WHAT IS EXPECTED | Which lines in the records below mention the word "xmin"? Copy each one out.

Records from a data source:
PR #4566, opened 2024-07-17
Implement user search by viewport

### LINKED ISSUE #4513: UserSearch should have ability to filter by viewport/bounds
Part of #4129

Frontend part: #4081

spreeni:
closes #4513

**Backend checklist**
- [x] All tests pass

### DIFF
--- a/app/backend/src/couchers/servicers/search.py
+++ b/app/backend/src/couchers/servicers/search.py
@@ -462,7 +462,7 @@ class Search(search_pb2_grpc.SearchServicer):
                         (1000 + request.search_in_area.radius) / 111111,
                     )
                 )
-            if request.HasField("search_in_viewport"):
+            if request.HasField("search_in_rectangle"):
                 # TODO: Don't allow huge viewports
                 statement = statement.where(
                     func.ST_Within(
--- a/app/backend/src/couchers/servicers/search.py
+++ b/app/backend/src/couchers/servicers/search.py
@@ -447,6 +447,7 @@ class Search(search_pb2_grpc.SearchServicer):
                 statement = statement.where(User.camping_ok == request.camping_ok.value)
 
             if request.HasField("search_in_area"):
+                # TODO: Don't allow huge radii
                 # EPSG4326 measures distance in decimal degress
                 # we want to check whether two circles overlap, so check if the distance between their centers is less
                 # than the sum of their radii, divided by 111111 m ~= 1 degree (at the equator)
@@ -462,15 +463,16 @@ class Search(search_pb2_grpc.SearchServicer):
                     )
                 )
             if request.HasField("search_in_viewport"):
+                # TODO: Don't allow huge viewports
                 statement = statement.where(
                     func.ST_Within(
                         User.geom,
                         func.ST_MakeEnvelope(
-                            xmin=request.search_in_viewport.lng_min,
-                            ymin=request.search_in_viewport.lat_min,
-                            xmax=request.search_in_viewport.lng_max,
-                            ymax=request.search_in_viewport.lat_max,
-                            srid=4326,
+                            request.search_in_viewport.lng_min,
+                            request.search_in_viewport.lat_min,
+                            request.search_in_viewport.lng_max,
+                            request.search_in_viewport.lat_max,
+                            4326,
                         ),
                     )
                 )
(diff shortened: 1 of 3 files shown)


app/backend/src/couchers/servicers/search.py
```diff
@@ -461,6 +461,19 @@ def UserSearch(self, request, context):
                         (1000 + request.search_in_area.radius) / 111111,
                     )
                 )
+            if request.HasField("search_in_viewport"):
```
bakeiro: Hi!
thanks for the work :)

Does this implement an area size limit? for example, if the frontend sends (by a glitch for example) the viewport of the world, which could potentially cause an expensive server load, is the backend ready to reject this request and send an error back to the frontend?

bakeiro: I will implement this check in the frontend, but maybe it´s worth implementing it in the backend as well

app/proto/search.proto
```diff
@@ -104,6 +111,7 @@ message UserSearchReq {
     Area search_in_area = 28;
     // search inside the area defined by the community
     int64 search_in_community_id = 29;
+    RectArea search_in_viewport = 33;
```
aapeliv: Maybe standardize to either viewport or rect?

app/backend/src/tests/test_search.py
```diff
@@ -77,6 +77,40 @@ def test_regression_search_in_area(db):
         assert [result.user.user_id for result in res.results] == [user3.id, user4.id]
 
 
+def test_regression_search_in_viewport(db):
```
aapeliv: Shouldn’t have regression in the name

aapeliv (commented):
That was quick! It’s looking very good but I have a few tiny nits.

app/backend/src/couchers/servicers/search.py
aapeliv: It should be fine to send the backend anything, I think. Not doing it for any viewport in the frontend is a more rate-limiting thing.

app/backend/src/couchers/servicers/search.py
```diff
@@ -461,6 +461,19 @@ def UserSearch(self, request, context):
...
+                statement = statement.where(
+                    func.ST_Within(
+                        User.geom,
+                        func.ST_MakeEnvelope(
+                            xmin=request.search_in_viewport.lng_min,
```
aapeliv: I think you need to pass them in as positional arguments. I don't think postgres does keyword args!

app/backend/src/couchers/servicers/search.py
bakeiro: true... the thing is that I remember some conversations when we talked about the polygons search, to prevent the user to search in big areas..." 🤔

bakeiro: I think that was the reason (maybe I'm wrong) why the backend only searchs 50km around an specific point

aapeliv: The reason for not searching in big areas (countries) with the current system is that we currently only search around a point: if you put in "Australia" the pin ends up in the outback and no one is there. It needs to be a smaller locality so that the 50km means something!

app/backend/src/couchers/servicers/search.py
spreeni: Oh yeah, realized that too 😅 The PR was/is not really ready

app/proto/search.proto
spreeni: Named it `search_in_rectangle` now

app/backend/src/couchers/servicers/search.py
spreeni: So you don't think we should limit it for any searches? Then I'd remove my TODOs :D

aapeliv: I think it's fine for now: we can think about limits later. Right now it should not be a problem.

app/proto/search.proto
aapeliv: Looks like there's a few places left with `search_in_viewport`

spreeni: Oops, guess I wasn't really thorough... Changed the last occurrences

aapeliv (approved):
LGTM!

PR #4569, opened 2024-07-18
Remove raw uses of useAuthStore

aapeliv:


aapeliv:
@bakeiro: I think this is some cleaning up from #4560, the stuff that I think should not be contentious, so I can keep the other stuff there. Could you have a look please?

bakeiro:
code looks good, just wondering why this change? I guess you prefer to use `useAuthContext` so you can create a function there every time `useAuthContext` is called?

aapeliv:
> code looks good, just wondering why this change? I guess you prefer to use `useAuthContext` so you can create a function there every time `useAuthContext` is called?

Yes that's right. I think `useAuthStore` should basically be private, from my reading of the code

COMPLETED EXERCISE |
-                            xmin=request.search_in_viewport.lng_min,
+                            xmin=request.search_in_viewport.lng_min,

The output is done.